Les bienfaits de l'amitié sur la santé

Conserver un réseau social sain et florissant peut aussi vous aider à rester en bonne santé, tant sur le plan psychologique que physique.

La Dre Michaela Hynie étudie le concept d'inclusion sociale parmi la population des nouveaux immigrants et des personnes âgées. Cette professeure agrégée de la faculté de santé de l'Université York à Toronto est consciente que les problèmes de santé mentale, le manque d'accès au transport, les barrières linguistiques et les problèmes liés à la mobilité sont des obstacles à l'inclusion des personnes au sein d'un groupe social. Elle a d'ailleurs pu en constater directement des conséquences.

« N'importe qui peut se sentir [isolé]. Cependant, certaines situations peuvent rendre certaines personnes encore plus vulnérables », affirme la Dre Hynie. « Une mauvaise connaissance du français ou de l'anglais, par exemple, peut favoriser l'isolement. Les personnes qui ont la responsabilité de prendre soin des membres de leur famille ont moins l'occasion de sortir de chez elles. Il y a aussi les obstacles liés au transport. Si vous vivez dans un secteur où les services de transport en commun sont inadéquats et que vous n'avez pas d’auto, vous ne pouvez pas sortir pour rencontrer des gens. »

La Dre Hynie a été encouragée par les résultats d'un récent programme mis sur pied par l'Association canadienne pour la santé mentale intitulé « Minding our bodies ». Cette série de projets a pour but de promouvoir une saine alimentation et une vie active auprès des personnes atteintes de maladie mentale afin d'améliorer leur état de santé.

« Il était bien sûr important de créer de nouvelles possibilités d'activité physique et de leur montrer à cuisiner; mais ce sont surtout les liens créés grâce à ces activités qui ont été la clé de leur réussite », affirme la Dre Hynie. « Ils ont aidé les gens à se sentir mieux. »

Les participants, dont la plupart souffrent d'une maladie mentale comme la dépression ou la schizophrénie, n'ont pas seulement cuisiné ou fait de l'exercice; ils se sont fait des amis.

Les bienfaits des réseaux sociaux

Les relations sociales sont bonnes pour notre santé.

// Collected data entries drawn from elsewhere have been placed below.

PR #502, opened 2026-08-30
[Predict] Exclude legacy commands from prediction signals (fixes #463)

### LINKED ISSUE #463: fix(predict): legacy commands leak into prediction signals
Context

termstory/predict.py documents that predictions respect the is_legacy flag and that synthetic timestamps are excluded (module docstring, lines 11-12). Predictor._load_sessions() says it loads "all non-legacy sessions" (lines 78-80).

The sessions query at lines 86-105 has no is_legacy predicate. After fetch, the only filter is at lines 134-135: a session is skipped only when every command in that session is legacy. Surviving sessions then keep every non-noise command, including commands whose is_legacy flag is set:

    cmds = [r[0] for r in cmd_rows if not _is_noise_command(r[0])]

Problem

Mixed sessions (imported history plus later live commands) contribute synthetic-timestamp commands to recency, time-of-day affinity, day cadence, and suggested command lists. That contradicts the module contract and can surface stale imported tools as "likely next" work.

Reproduction:

1. Ingest a session that contains one is_legacy=1 command ("make") and one live command ("pytest").
2. Run termstory predict.
3. The suggested command list can include make even though that timestamp is synthetic.

Expected

Drop any command with is_legacy truthy before scoring. Skip a session when no non-legacy commands remain. Keep the all-legacy session skip as a fast path.

Acceptance criteria

- [ ] _load_sessions() excludes is_legacy commands from the commands list used for scoring.
- [ ] A session that only has legacy commands after that filter is omitted from signals.
- [ ] Recency / affinity / suggested_commands do not include legacy-only tools.
- [ ] Add coverage in tests/test_predict.py for a mixed legacy/live session.

Scope

One production file (termstory/predict.py, ~15 lines) plus tests/test_predict.py.

sanjana2505006:
## Summary
- Closes #463
- `_load_sessions()` now drops `is_legacy` commands before scoring
- Sessions with no non-legacy commands are omitted (all-legacy fast path kept)
- Add regression test for mixed legacy/live session

## Test plan
- [x] `pytest tests/test_predict.py::TestPredictorEmptyHistory::test_mixed_legacy_live_session_excludes_legacy_commands -q`
- [x] `pytest tests/test_predict.py -q`

### DIFF
--- a/termstory/predict.py
+++ b/termstory/predict.py
@@ -134,7 +134,11 @@ class Predictor:
                 if cmd_rows and all(bool(r[1]) for r in cmd_rows):
                     continue
 
-                cmds = [r[0] for r in cmd_rows if not _is_noise_command(r[0])]
+                non_legacy_cmds = [r[0] for r in cmd_rows if not bool(r[1])]
+                if not non_legacy_cmds:
+                    continue
+
+                cmds = [cmd for cmd in non_legacy_cmds if not _is_noise_command(cmd)]
                 project_name = p_name if p_name and p_name not in ("General / No Project", "") else "Other"
 
                 sessions.append({
--- a/tests/test_predict.py
+++ b/tests/test_predict.py
@@ -227,6 +227,34 @@ class TestPredictorEmptyHistory:
         finally:
             os.unlink(db_path)
 
+    def test_mixed_legacy_live_session_excludes_legacy_commands(self):
+        """#463: legacy commands in a mixed session must not feed prediction signals."""
+        now = datetime.now()
+        db_path = _make_db([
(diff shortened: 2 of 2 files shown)


bitflicker64 (approved):
Summary: `_load_sessions()` now drops `is_legacy` rows before noise filtering and skips sessions that have no live commands left. That matches #463.

`termstory/predict.py` only changes the load loop; `tests/test_predict.py` adds `test_mixed_legacy_live_session_excludes_legacy_commands`. CI is green on lint and Python 3.9-3.12. No unrelated files.

PR #385, opened 2023-09-18
Error handling fixes to avoid crawler getting stuck.

ikreymer:
Logging and error handling improvements, in particular to avoid crawler getting stuck.
- Catch correct event when page crashes, `page.on('error'`) not `page.on('crash')`
- Also catch browser crash/disconnect with `browser.on('disconnected')` and immediately interrupt, but allow the post-crawl state to run to await for pending response to be written to WARC. (Or, could also change logger.fatal() to wait for that as well).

Elles aident à réduire le niveau d'anxiété et les symptômes de la dépression et fournissent un soutien quand les choses deviennent difficiles.

Toutefois, ces bienfaits vont au-delà des avantages psychologiques. Selon le National Institute on Aging des États-Unis, les relations sociales favorisent la réduction de l'inflammation dans le corps, qui peut entraîner l'apparition de maladies cardiaques ou d'autres maladies comme l'Alzheimer. Participer à des activités sociales contribue aussi à réduire la tension artérielle ainsi que les risques de morbidité et de mortalité.

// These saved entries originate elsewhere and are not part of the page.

PR #397, opened 2023-09-26
Store crawler start and end times in Redis lists

### LINKED ISSUE #378: Track start and end time of each crawler session in Redis
Connected to [#1118](https://github.com/webrecorder/browsertrix-cloud/issues/1118)

Will be used in Browsertrix Cloud to calculate execution minutes for billing.

tw4l:
Fixes #378


ikreymer:
For consistency, the process.exit() in logger.fatal() should also set the end time.
Can probably do it w/o await to avoid turning that into an async function..

Issue #189, opened 2022-11-18
Consider switching to Brave for base browser.


ikreymer:
The actually change would be made via https://github.com/webrecorder/browsertrix-browser-base, but probably should discuss here.

Main benefit would be the ability to enable adblock + cookie popup blocking out-of-the-box via the features provided by Brave, instead of having to maintain them separately, as per #152 and #182. Some trade-offs:

Pros:
 - Less surface area to maintain, can use the state-of-the-art ad + cookie blocking provided by Brave.
 - Potentially simpler release cycle for base browser image, can just use the built binaries for amd and arm from GitHub, rather than Chrome for amd64, and Chromium for arm64
 - Potential enhancements to crawl data, using Brave-specific features, like https://github.com/brave/brave-browser/wiki/PageGraph
 
 Cons:
 - Mostly already implemented adblocking + cookie popup blocking
 - Brave doesn't provide a command-line option to enable ad + cookie blocking, would need to use a profile, instead of a command-line option.
 
Currently leaning towards making the switch.

ikreymer:
Thinking of switching to Brave for next version to make it easier to simplify keeping up-to-date with latest browsers.
Unfortunately, Canonical is no longer releasing Ubuntu .deb for Chromium, and there is no Linux Chrome for ARM64,
so this is our best option to release both ARM64 and AMD64 images.
Brave has ARM64 and AMD64 release published to GH.
Let us know if you this is will pose issues for your use cases (we may be able to support both Brave and Chrome for AMD64)

Shrinks99:
Considering closing this issue because we did this and it's complete!

PR #400, opened 2023-09-29
Switch to Brave Base Image

ikreymer:
To simplify keeping up with latest Chromium changes, and to benefit from improved ad-blocking in Brave, switching to using Brave for crawling. See #189 for more details.

Includes:
- switch base browser to brave base image 1.58.135
- bump to 0.11.3


tw4l (approved):
Will want to do more testing before release, but looks good!

Issue #403, opened 2023-10-04
Improved Text Extraction, stored to WARC


ikreymer:
Currently, we extract the initial text if the `--text` flag is set and add this to the pages.jsonl. However, this has proven not entirely scalable, especially if the text is very large. Instead, we should just extract the text and put it into WARCs as `resource` records, similar to screenshots, with type `text/plain`

Additionally, can extract text immediately after page load, as well as after behaviors run.

The resource records can be:
- `urn:text:<url>` for initial page load text
- `urn:textFinal:<url>` for text extracted after behaviors run.

Could further optimize and only store `textFinal` if it is different then initial text, allowing for better detection of when running behaviors causes the dynamic changes to the text of the page.

The idea would be that the CDXJ could then be searched for `urn:text:` or `urn:textFinal:` prefix to find all WARC records with extracted text, which could then be ingested directly into full-text search systems.

Some questions:
- Does `urn:text` and `urn:textFinal` make sense?
- Should there be a textFinal always, or only if different? Or should it be a `revisit` if unchanged from initial?
- Compared to screenshots, there is even more variability with how text is extracted. How should this metadata be reflected? There is the CDP function used (eg. DOMSnapshot.captureSnapshot) + extracting logic, which could change over time. For example, could put the extracting function as separate repo, and include its commit, something like:
`WARC-Json-Metadata: {"extractMethod": "DOMSnapshot.captureSnapshot", "extractParser": "https://github.com/webrecorder/extract-text-lib@abcdefg"}`
- Other ways to version text extraction for later comparison?

Feedback welcome!

rgaudin:
Not using these texts yet but planning to, I'd actually prefer to have them in the WARC. Makes sense and WARC is flexible enough to filter them out easily.

I like the processing metadata.

Questions around text/textFinal could be resolved by requesting user to choose what he wants. A `--textInitial` and a `--textFinal` would settle this. I don't see how the initial text can be more useful than the final one… besides knowing if behavior changed anything but in that case it's a metadata or a debug info.

edsu:
I like this proposal!

I wonder, would it be helpful to use the `conversion` record type instead of `resource` records, and then linking the record with `WARC-Refers-To`?

[...]

PR #404, opened 2023-10-04
improved text extraction: (addresses #403)

ikreymer:
- use DOMSnapshot.captureSnapshot instead of older DOM.getDocument to get the snapshot (consistent with ArchiveWeb.page) - should be slightly more performant
- keep option to use DOM.getDocument
- refactor warc resource writing to separate class, used by text extraction and screenshots
- write extracted text to WARC files as 'urn:text:<url>' after page loads, similar to screenshots
- also store final text to WARC as 'urn:textFinal:<url>' if it is different
- cli options: update `--text` to take one more more comma-separated string options `--text to-warc,to-pages,final-to-warc`. For backwards compatibility, support `--text` and `--text true` to be equivalent to `--text to-pages`.

### DIFF
--- a/crawler.js
+++ b/crawler.js
@@ -12,7 +12,7 @@ import yaml from "js-yaml";
 import * as warcio from "warcio";
 
 import { HealthChecker } from "./util/healthcheck.js";
-import { TextExtract } from "./util/textextract.js";
+import { TextExtractViaSnapshot } from "./util/textextract.js";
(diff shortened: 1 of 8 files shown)


tw4l (approved):
Tested manually and working with a few changes, but would be a good candidate for some new tests

ikreymer:
Added test!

« Elles réduisent la tension artérielle, stimulent le système immunitaire et améliorent le sommeil », déclare la Dre Verena Menec, professeure au département des sciences de la santé communautaire de l'Université du Manitoba.

Fait intéressant : les relations sociales n'ont pas toutes les mêmes effets positifs sur la santé. Selon une étude effectuée en 2010 par le Journal of Health and Social Behaviour, la qualité des réseaux sociaux est importante et peut influer sur les comportements.

« On pourrait penser qu'une personne en couple est plus heureuse et en santé », dit la Dre Menec. « Toutefois, si la relation avec le conjoint est mauvaise, les bienfaits sont moins nombreux. »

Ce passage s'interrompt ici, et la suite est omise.